Course Project

There are a variety of options for the project:

  1. A community task. This project could use any publically available materials developed for some of the papers discussed in class, where you try to beat the current results. You can also try to beat prior work using your own data, or my data. For example, some educational data is publically available via the web, and you can also get other data from me.
  2. Implement and evaluate an algorithm that performs some type of (spoken or) natural language processing, motivated by a user-generated content application. You may wish to use some of the data that is available for the community task project type, but in a new way.
  3. Use discourse knowledge to enhance a user-generated content system. Processing may be fully automatic, or your system may take manual annotations as input.
  4. A corpus annotation project.

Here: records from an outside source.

PR #649, opened 2026-08-11
handle errors with bpf state recovery

jaydeokar:
*Issue #, if available:*
Handle partial/failed BPF recovery from the updated SDK, and add an integration test verifying recovery across a same-binary agent restart.

*Description of changes:*
 Makes eBPF state recovery resilient to per-pin failures, fixes pin-path parsing for pod names containing dots, and adds integration coverage for recovery across a same-binary agent restart.

  - **`bpf_client.go`**: `recoverBPFState` / `ReAttachEbpfProbes` skip recovered entries with an unparseable pin path (empty identifier) instead of storing state under an empty key; log + metric on skip. Handle the SDK's partial recovery (non-nil error with usable state).
  - **Integration test** (`rollout_restart_recovery_test.go`): same-binary rollout restart reuses pinned programs (not reload), across standalone-dotted / Deployment / Job pods. Verified from host ground truth — CLI-parsed identifier vs name-derived, CLI prog IDs vs tc-attached (with hook inversion), pins + IDs preserved before/after, enforcement continuous.

### DIFF
--- a/pkg/clihelper/show.go
+++ b/pkg/clihelper/show.go
@@ -38,14 +38,30 @@ func formatLastSeen(lastSeen, now uint64) string {
 // Show - Displays all loaded AWS BPF Programs and their associated maps
 func Show() error {
 
-	bpfSDKclient := goelf.New(goelf.Config{NamespacedMaps: utils.NamespacedBPFMaps})
+	bpfSDKclient := goelf.New(goelf.Config{NamespacedMaps: utils.NamespacedBPFMaps, GlobalMaps: utils.GlobalBPFMaps, GlobalPinPrefix: utils.GLOBAL_PIN_PREFIX})
 	bpfState, err := bpfSDKclient.GetAllBpfProgramsAndMaps()
 	if err != nil {
 		return err
 	}
 
 	for pinPath, bpfEntry := range bpfState {
-		podIdentifier, direction := utils.GetPodIdentifierFromBPFPinPath(pinPath)
+		podIdentifier, progName, isGlobal := bpfSDKclient.GetProgIdentifierFromBPFPinPath(pinPath)
+		if isGlobal {
+			// Global programs are not associated with any pod, so skip them in this output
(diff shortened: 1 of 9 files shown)


jaydeokar:
Depends on - https://github.com/aws/aws-ebpf-sdk-go/pull/163

fabioaraujopt:
Reproduced the partial-recovery divergence this PR handles, on v1.2.7-eksbuild.1 / VPC CNI
v1.20.4-eksbuild.2 / SDK v1.0.17. Detail in a comment on aws/aws-ebpf-sdk-go#163; briefly:
recovery adopted 4 maps on a node holding 63, the agent then attached a duplicate ingress
program for a pod and bulk-refreshed the correct allow-list into the new map while the kernel
kept filtering the orphaned one. `awsnodeagent_aws_ebpfsdk_error_count{fn="RecoverAllBpfProgramAndMaps"} 1`,
and `controller_runtime_reconcile_total{result="success"} 230788` with zero reconcile errors —
so nothing indicated a problem. Net effect was a silent ingress black hole on a CoreDNS pod that
stayed Ready and in Endpoints; lookups went from ~10ms to 10–40s.

Strongly in favour of this landing. Two things it looks like it doesn't cover:

**A skipped pin leaves the old program attached.** In `ReAttachEbpfProbes`, `podIdentifier == ""`
skips reattach and increments `reattach-bad-pinpath`, but the TC filter from the previous agent
generation is still attached and still filtering. That's the state we ended up in — a program the
agent no longer tracks, enforcing a map it no longer updates. Detaching the orphan, or refusing to
attach a second program to an interface that already has one, would close that.

**Partial recovery may not be survivable.** `bpf_client.go` currently logs and moves on with
"We will overwrite and recreate the maps/programs" — in our case it created a duplicate instead,
and 230k reconciles made the divergence permanent rather than repairing it. Failing fast would
have been better than silently enforcing stale state.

This type of project must be done in pairs. It will involve developing annotation instructions, gathering or using a corpus, performing a training round of annotation, discussing the results with each other, revising the annotation instructions, and then annotating a fresh test set. Inter-coder reliability should be reported (percentage agreement and Kappa). The amount of data annotated need not be large.
  5. Make me a proposal.

All of the following deadlines must be met to receive credit on the project, with all written materials submitted electronically using IVLE:

All submissions are due to IVLE by 11:59:59 pm (Singapore time) on the due date. No exceptions without documentation such as severe illness will be made. Otherwise the late penalty is 10% per day up to 5 days including Saturday, Sunday, and holidays.

Projects can be done in small groups (pairs are ideal), although I am willing to consider individual projects or teams larger than two if the project can support it.

Note that if you are ambitious and choose carefully, you might be able to submit your final paper to a relevant venue (e.g the NAACL deadline is January 6).